Python’s prowess in data science can be attributed to its incredible libraries. These libraries, backed by a robust open-source community, are the backbone of various data operations:

  • NumPy: Fundamental package for numerical computations in Python. NumPy Documentation

  • pandas: Offers data structures and operations for manipulating numerical tables and time series. pandas Documentation

  • SciPy: Builds on NumPy and provides a large number of functions that operate on NumPy arrays and are useful for different types of scientific and engineering applications. SciPy Documentation

  • scikit-learn: Simple and efficient tools for data mining and data analysis. scikit-learn Documentation

4.5. Setting Up Your Environment#

4.5.1. Prerequisites#

Before we begin, please ensure you have Anaconda or Miniconda installed on your machine. If you haven’t already done so, you can download and install Anaconda from here. Anaconda is a free and open-source distribution of Python for scientific computing. It comes with conda, a package, dependency, and environment manager. Miniconda is a smaller, “minimal” version of Anaconda that includes only conda and Python.

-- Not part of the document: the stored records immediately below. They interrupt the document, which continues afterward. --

PR #4649, opened 2024-02-21
feat(servergroup): Allow users to opt-out of the target desired size check when verifying if the instances scaled up or down successfully

ovidiupopa07:
Some of our users prefer to use the actual instance size list to verify if everything was scaled up or down accordingly instead of relying on the target percentage. They noticed this is causing instability on their end

### DIFF
--- a/orca-clouddriver/src/main/java/com/netflix/spinnaker/orca/clouddriver/tasks/servergroup/ResizeServerGroupProperties.java
+++ b/orca-clouddriver/src/main/java/com/netflix/spinnaker/orca/clouddriver/tasks/servergroup/ResizeServerGroupProperties.java
@@ -1,5 +1,5 @@
 /*
- * Copyright 2024 Netflix, Inc.
+ * Copyright 2024 Harness, Inc.
  *
  * Licensed under the Apache License, Version 2.0 (the "License");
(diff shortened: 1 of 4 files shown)


jasonmcintosh (commented):
Kinda want to figure out a better properties organization strategy, e.g. a `config.sg.use-resize-server-group` option.  I'd personally prefer to have "resize-server-group" to also match the variable "config.sg.use-target-desired-size" option.

Other question: IS there a need to allow this PER operation.  E.g. "context.get("useTargetGroupDesiredSize") to figure out which path to use?

kkotula (approved):

ovidiupopa07:
> IS there a need to allow this PER operation. E.g. "context.get("useTargetGroupDesiredSize") to figure out which path to use?
I don't think there's a need to extract this to stage/operation level. This is just for the match capacity task to use real number of instances instead of relying on the percentage stuff

jasonmcintosh (approved):

ovidiupopa07:
@Mergifyio backport release-1.28.x

ovidiupopa07:
@Mergifyio backport release-1.33.x release 1.32.x release-1.31.x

4.5.2. Step 1: Clone the Repository#

The first step is to clone the repository for this course. This can be done by using the git clone command:

git clone https://github.com/florian-huber/data_science_course.git

This command will create a new directory named data_science_course in your current directory, and download the entire repository into that directory.

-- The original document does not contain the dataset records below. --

PR #4655, opened 2024-02-23
fix(core): handle null when invoking pipelines with stages that are missing a "type"

dbyron-sf:
so callers see 400 with a helpful mesage instead of 500.

There's also code here in PipelineBuilder.withStages to throw an IllegalArgumentException for null stages.  Due to [this change](https://github.com/spinnaker/orca/pull/4102/files#diff-88a2bb8f8eddf44a88866f3d27f096d67577c6c5f651acd88fdb3da32ed88d0aR211) in https://github.com/spinnaker/orca/pull/4102, PipelineBuilder.withStages isn't called with null even if stages is null in the incoming pipeline.  https://github.com/spinnaker/orca/pull/4182 (Nov 30, 2021, version 1.28.0) was a behavior change from a NullPointerException/500 to succeed (but do nothing) for a pipeline with null stages.  https://github.com/spinnaker/orca/pull/4102 (Jan 3, 2022) was also part of version 1.28.0.  Changing the behavior to explictly reject null stages / respond with 400 instead of accepting them and doing nothing feels better, but I'll leave that for a separate PR as it's potentially more controversial.

### DIFF
--- a/orca-core/src/main/java/com/netflix/spinnaker/orca/pipeline/model/PipelineBuilder.java
+++ b/orca-core/src/main/java/com/netflix/spinnaker/orca/pipeline/model/PipelineBuilder.java
@@ -84,14 +84,30 @@ public class PipelineBuilder {
   }
 
   public PipelineBuilder withStages(List<Map<String, Object>> stages) {
-    if (stages != null) {
-      stages.forEach(
-          it -> {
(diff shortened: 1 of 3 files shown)


xibz (approved):
:shipit:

4.5.3. Step 2: Navigate to the Repository#

Next, navigate into the new data_science_course directory:

cd data_science_course

The cd command (which stands for “change directory”) will move you into the directory that you specify after it.

4.5.4. Step 3: Create a New Environment#

Once you’re in the data_science_course directory, you can create a new conda environment for this course. This can be done using the conda env create command, along with the -f flag to specify the file defining the environment:

conda env create -f environment.yml

This command will create a new conda environment named data_science_course, based on the specifications in the environment.yml file. The environment will include Python 3.9, along with a number of other Python packages that are used in this course.

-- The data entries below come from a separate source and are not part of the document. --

PR #4656, opened 2024-02-23
feat(execution): remove spinnaker accounts from execution context

dbyron-sf:
Add the `executions.includeAllowedAccounts` flag which defaults to true. If set to true, `authentication.allowedAccounts` will continue to be populated by accounts in the pipeline execution json. If set to false, the pipeline execution json will show `authentication.allowedAccounts = []`

Testing notes:
After setting the feature flag to false,

1. Pipelines triggered manually (by clicking play) and automatically (using a service account) continue to run. Pipelines that deploy resources into a kubernetes cluster are still able to do so
2. If the user or service account is unauthorized to run the pipeline, the pipeline will not run

### DIFF
--- a/orca-core/src/main/java/com/netflix/spinnaker/orca/config/ExecutionConfigurationProperties.java
+++ b/orca-core/src/main/java/com/netflix/spinnaker/orca/config/ExecutionConfigurationProperties.java
@@ -42,6 +42,9 @@ public class ExecutionConfigurationProperties {
    */
   private Set<OrchestrationExecution> allowedOrchestrationExecutions = Set.of();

4.5.5. Step 4: Activate the New Environment#

After the new environment has been created, you can activate it using the conda activate command:

conda activate data_science_course

Once the environment is activated, you can start working on the course materials. Remember, every time you want to work on the course, you should first activate the environment.

4.5.6. Step 5: Updating the Environment#

In case of updates to the environment.yml file, you can update your conda environment using the conda env update command:

conda env update -f environment.yml --prune

The --prune option causes conda to remove any dependencies that are no longer required from the environment.

With these steps, you should have everything set up and ready to start diving into the material for this data science course. Happy data science coding!